Prasetyo pun meminta demonstran menunjuk perwakilan untuk berdiskusi langsung secara konstruktif dengan pihak Istana.

Di hadapan demonstran, Prasetyo menandatangani map merah yang berisi tuntutan, sebagai bentuk komitmen untuk berdiskusi dengan perwakilan pemerintah dan mempelajarinya.

Sebelum membubarkan diri, massa memberikan waktu 2x24 jam untuk pemerintah agar menanggapi sembilan tuntutan mahasiswa yang telah disampaikan melalui Prasetyo.

“Kawan-kawan semua, hari ini kita dokumentasi dan kita ultimatum pihak istana, kita beri waktu selama 2x24 jam,” ujar orator.

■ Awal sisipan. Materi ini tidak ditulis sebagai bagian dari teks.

PR #3173, opened 2020-02-07
GH-3172: Support consumer-side batching

### LINKED ISSUE #3172: Add support for AMQP Consumer-side batch creation
See https://github.com/spring-projects/spring-amqp/issues/1032

Add a `ChannelAwareBatchMessageListener` and map `List<Message>` to `List<?>`.

In preparation for https://github.com/spring-cloud/spring-cloud-stream-binder-rabbit/issues/209

In order to get efficiency on the producer side we need to enable batching on the consumer side, even when the upstream producer doesn't send messages in a batch.

garyrussell:
Resolves https://github.com/spring-projects/spring-integration/issues/3172

When the listener container supports creating batches of consumed
messages, present the batch as the message payload - either a
`List<Message<?>>` or `List<SomePayload>`.

### DIFF
--- a/build.gradle
+++ b/build.gradle
@@ -90,7 +90,7 @@ ext {
 	rsocketVersion = '1.0.0-RC6'
 	servletApiVersion = '4.0.1'
 	smackVersion = '4.3.4'
-	springAmqpVersion = project.hasProperty('springAmqpVersion') ? project.springAmqpVersion : '2.2.3.RELEASE'
+	springAmqpVersion = project.hasProperty('springAmqpVersion') ? project.springAmqpVersion : '2.2.4.BUILD-SNAPSHOT'
 	springDataVersion = project.hasProperty('springDataVersion') ? project.springDataVersion : 'Neumann-BUILD-SNAPSHOT'
 	springSecurityVersion = project.hasProperty('springSecurityVersion') ? project.springSecurityVersion : '5.3.0.RC1'
 	springRetryVersion = '1.2.5.RELEASE'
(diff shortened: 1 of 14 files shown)


build.gradle
```diff
@@ -90,7 +90,7 @@ ext {
 	rsocketVersion = '1.0.0-RC6'
 	servletApiVersion = '4.0.1'
 	smackVersion = '4.3.4'
-	springAmqpVersion = project.hasProperty('springAmqpVersion') ? project.springAmqpVersion : '2.2.3.RELEASE'
+	springAmqpVersion = project.hasProperty('springAmqpVersion') ? project.springAmqpVersion : '2.2.4.BUILD-SNAPSHOT'
```
artembilan: Or you will move Spring AMQP 2.2.4 release to February 12th: https://github.com/spring-projects/spring-integration/milestone/23.

Or this PR will be placed on hold until February 26th.

But we can't release the next Spring Integration milestone without proper dependencies.

Thanks for understanding.

spring-integration-amqp/src/main/java/org/springframework/integration/amqp/support/EndpointUtils.java
```diff
@@ -50,9 +52,28 @@ public static ListenerExecutionFailedException errorMessagePayload(Message messa
...
 	}
 
+	/**
+	 * Return an {@link ListenerExecutionFailedException} or a {@link ManualAckListenerExecutionFailedException}
+	 * depending on whether isManualAck is false or true.
+	 * @param messages the failed messages.
+	 * @param channel the channel.
+	 * @param isManualAck true if the container uses manual acknowledgment.
+	 * @param ex the exception.
+	 * @return the exception.
```
artembilan: `@since 5.3`? Because of new public API

artembilan (changes requested):
LGTM so far. 
I'll take a look closed locally when we agree about release concern.

build.gradle
garyrussell: I moved the release to 2/12.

Setelahnya, Prasetyo memimpin demonstran untuk menyanyikan lagu “Darah Juang” ciptaan John Tobing. Sebuah lagu simbol perjuangan, perlawanan, dan semangat perubahan bagi rakyat tertindas.

Melalui pengeras suara, Prasetyo mengepalkan tangan kiri ke udara. Gerakan ini segera diikuti oleh massa aksi yang turut mengepalkan tangan sambil menyanyikan kidung “Darah Juang”.